What about ground truth labels?¶

You have three options:

Option A: You have labels (easiest)¶

If your questions come with known correct answers — from a benchmark, a test set, or manual annotation — put them in the acceptable_answers column:

id,question,acceptable_answers
q001,"What is 2+2?","4"
q002,"Capital of France?","Paris"

TrustGate uses these directly. No human calibration needed.

Option B: No labels — use human calibration¶

This is the common case for production systems. You have questions but no correct answers.

Run trustgate calibrate --export questionnaire.html
Share the HTML file with a domain expert
They pick the acceptable answer for each question (10 minutes for 50 items)
Run trustgate certify --ground-truth labels.json

See Human Calibration for the full guide.

Option C: No labels, no human — use auto-judge¶

If you can't get a human reviewer, use an LLM to automatically pick the correct answer from the ranked canonical answers (automated calibration):

trustgate certify --auto-judge --config trustgate.yaml

This requires a judge_endpoint in your config (the LLM that judges):

canonicalization:
  type: "llm"       # or mcq, numeric, etc.
  judge_endpoint:    # also used by --auto-judge for calibration
    url: "https://api.openai.com/v1/chat/completions"
    model: "gpt-4.1-nano"
    api_key_env: "LLM_API_KEY"

The auto-judge replaces the human in the calibration step — it looks at each question and its ranked canonical answers, and picks the correct one. This is less rigorous than human calibration (the judge has irreducible bias — see the paper, Proposition 3.4), but it's fully automated.

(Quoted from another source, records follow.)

PR #2874, opened 2026-02-22
Fixes Players Without Islands Treated as Same Team (Pvp)

### LINKED ISSUE #2873: Players Without Islands Treated as Same Team (Pvp)
### Minecraft's Version

This server is running Paper version 1.21.1-133-ver/1.21.1@3cb8529 (2025-03-28T16:14:36Z) (Implementing API version 1.21.1-R0.1-SNAPSHOT)
You are running the latest version
Previous version: 1.21.1-119-7cd4f2c (MC: 1.21.1)

### Plugin's Version

SuperiorSkyblock2 version 2025.2.1
Feature packed Skyblock core.
Website: https://bg-software.com/
Author: Ome_R

### Describe the bug

Players without islands are currently being treated as if they are on the same team (PvP).

`SuperiorPlayer.canHit(SuperiorPlayer otherPlayer)` checks whether both players belong to the same island. However, if neither player is in an island, the method ends up comparing two `null` island values. Since `null == null` evaluates to `true`, the method incorrectly treats them as being on the same island.

### To Reproduce

1. Install SuperiorSkyblock2.
2. Disable friendly fire in the configuration.
3. Join the server with two separate accounts without creating an island on either account.
4. Attempt to attack one account with the other.
5. The attack is cancelled and `Message.HIT_ISLAND_MEMBER` is sent, even though neither player belongs to an island.

### Additional Information

_No response_

CdeJong:
Fixed an issue where players without islands were being treated as if they were on the same team (PvP).

Fixes #2873

### DIFF
--- a/src/main/java/com/bgsoftware/superiorskyblock/player/SSuperiorPlayer.java
+++ b/src/main/java/com/bgsoftware/superiorskyblock/player/SSuperiorPlayer.java
@@ -407,7 +407,7 @@ public class SSuperiorPlayer implements SuperiorPlayer {
         World world = getWorld();
 
         // Checks for island teammates pvp
-        if (getIsland() == otherPlayer.getIsland() && (world == null || !isPvPWorldInternal(world.getName())))
+        if (getIslandLeader().equals(otherPlayer.getIslandLeader()) && (world == null || !isPvPWorldInternal(world.getName())))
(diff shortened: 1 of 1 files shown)


OmerBenGera:
Better solution would be to check if island is not null and the islands are equal

OmerBenGera:
Fixed in another PR, thanks for the contribution!

PR #2895, opened 2026-03-29
Added warning about missing permissions and settings in their menu files

Lemvs:
Just like there is a warning about missing blocks in interactables.yml, I also added a warning about missing permissions in menus/permissions.yml and settings in menus/settings.yml. New permissions appear from time to time and if someone is not up to date with changes, they will not know that they are missing some in the file.

### DIFF
--- a/src/main/java/com/bgsoftware/superiorskyblock/core/menu/impl/MenuIslandPrivileges.java
+++ b/src/main/java/com/bgsoftware/superiorskyblock/core/menu/impl/MenuIslandPrivileges.java
@@ -13,6 +13,7 @@ import com.bgsoftware.superiorskyblock.api.wrappers.SuperiorPlayer;
 import com.bgsoftware.superiorskyblock.core.LazyReference;
 import com.bgsoftware.superiorskyblock.core.io.MenuParserImpl;
 import com.bgsoftware.superiorskyblock.core.itemstack.ItemBuilder;
+import com.bgsoftware.superiorskyblock.core.logging.Log;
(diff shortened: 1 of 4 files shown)


OmerBenGera:
The issue with that is that in this time, not all island flags and privileges are loaded yet. They can be loaded afterwards

Lemvs:
> The issue with that is that in this time, not all island flags and privileges are loaded yet. They can be loaded afterwards

I know, but it was meant to inform about missing built-in permissions and flags, I can't deal with the fact that permissions and flags registered by other plugins are not known here yet 🫤

src/main/java/com/bgsoftware/superiorskyblock/core/menu/impl/MenuIslandPrivileges.java
```diff
@@ -91,17 +96,23 @@ public static MenuIslandPrivileges createInstance() {
         String higherRolePermission = cfg.getString("messages.higher-role-permission", "");
 
         List<MenuIslandPrivileges.IslandPrivilegeInfo> islandPrivileges = new LinkedList<>();
+        Set<String> missingPrivileges = new HashSet<>(IslandPrivileges.getPrivilegesNamesAsSet());
```
OmerBenGera: Make this a set of strings of the detected privileges, then below iterate through IslandPrivilege#values and check if it doesn't exist in the set. Maybe "less optimized" but more readable

OmerBenGera (changes requested):

OmerBenGera:
Fix conflicts

OmerBenGera (approved):

PR #2910, opened 2026-04-20
Added support for setting custom biomes for islands and island worlds

Lemvs:
I've added the ability to set a custom biomes created using datapacks for islands and island worlds. This change required adding support for NamespacedKey, so instead of using Biome.valueOf(), I've created a new method in the NMS Adapter that allows you to retrieve a biome with a specified namespace in new versions.

So now you can specify the biome in one of these three ways, it is not case sensitive, it will be adjusted depending on the version:
- Without namespace:
  `biome: PLAINS`
- With minecraft namespace (1.19+):
  `biome: minecraft:plains`
- With custom namespace (1.19+):
  `biome: my_datapack:my_biome`
  
When you merge, close this discussion: https://github.com/BG-Software-LLC/SuperiorSkyblock2/discussions/2908 😊

I've also improved the readability of the setTrim method, adding it for NMS 1_20_3 and 1_20_4 (I don't know why I skipped those versions before) and removing it from NMS 1_19, as it was experimental there and couldn't be used without a datapack. Currently, it just displays a bunch of warnings in that file.


OmerBenGera (approved):

OmerBenGera:
I was just working on this exact same feature, but I did it way more complicated than your solution. Good job :)

PR #2916, opened 2026-04-24
Added an option to change the island biome in a given dimension

Lemvs:
I've added the ability to set the island's biome not only in the default Dimension. To achieve this:
- I've converted the Biomes menu from regular to paged, so that depending on the selected Dimension, it displays the appropriate Biomes. An additional advantage is the ability to create more than one page of biomes – new Biomes are constantly being created in the game, and you can also create your own Biomes using datapacks. While slots in the menu was previously limited, this won't be a problem now. The old menu format is, of course, converted accordingly for backward compatibility.
- I've added new methods: #getBiome(Dimension), #setBiome(Biome, Dimension), #setBiome(Biome, Dimension, boolean) to the Island object, replacing the old methods and marking them as Deprecated. The island now also stores a map created from the Dimension and Biomes, instead of a single Biome. 
- I've added ability to provide Dimension in the /is admin setbiome and /is biome command arguments; for the player command, this option can be disabled in the menu file.
- I've added ability to get the Dimension from the player's location in the /is biome command; this option can also be disabled in the menu file.
- I've modified the CHANGED_BIOME... messages to also display the Dimension in which the Biome was changed.
- I've modified the default biome menu configuration files, changed the item layout, added som of missing basic biomes, and demonstrated how to use the new feature in the version 1.16 file, adding Biomes for the Nether and The End.

There's just one small problem: after converting to the new format, the file is saved correctly. However, the biomes don't load, but other items load normally, and reloading the plugin fixes it. I don't know if I'm doing something wrong or if this is how MenuConverter works. I have no way to verify this because the old guis have been gone for a long time. I don't know if they're available in any version on Jenkins, probably not.

Additionally, I don't know if the way the dimension-selection-mode option works suits you. Maybe creating an enum instead of checking strings would be better. Let me know. If you have any other concerns, please let me know, just don't drag this out indefinitely, like responding to other Pull Requests... 🥹


API/src/main/java/com/bgsoftware/superiorskyblock/api/events/IslandBiomeChangeEvent.java
```diff
@@ -12,19 +14,34 @@ public class IslandBiomeChangeEvent extends IslandEvent implements Cancellable {
...
         this.biome = biome;
+        this.dimension = dimension;
+    }
+
+    /**
+     * The constructor for the event.
+     *
+     * @param superiorPlayer The player who changed the biome of the island.
+     * @param island         The island object that was changed.
+     * @param biome          The name of the new biome.
```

How many questions do I need?¶

Calibration set size	Reliability estimate quality
30	Rough estimate (large confidence interval)
50	Reasonable for initial assessment
100	Good for most production use cases
250+	High-precision certification
500+	Publication-grade results

The conformal coverage gap is bounded by 1/(n+1), where n is the calibration set size. With 50 items, the gap is at most 2%. With 500 items, it's at most 0.2%.

You also need a test set of equal size (TrustGate splits automatically). So for 100 calibration items, prepare at least 200 questions total.

Putting it all together¶

# 1. Generate or extract questions
#    → questions.csv (at least 200 rows)

# 2. Certify (with ground truth labels)
trustgate certify --questions questions.csv

# 2. Or certify (with human calibration)
trustgate calibrate --export questionnaire.html --questions questions.csv
# → share with expert → get labels.json back
trustgate certify --questions questions.csv --ground-truth labels.json

The hardest part is getting started. Once you have 50-100 representative questions, TrustGate handles the rest.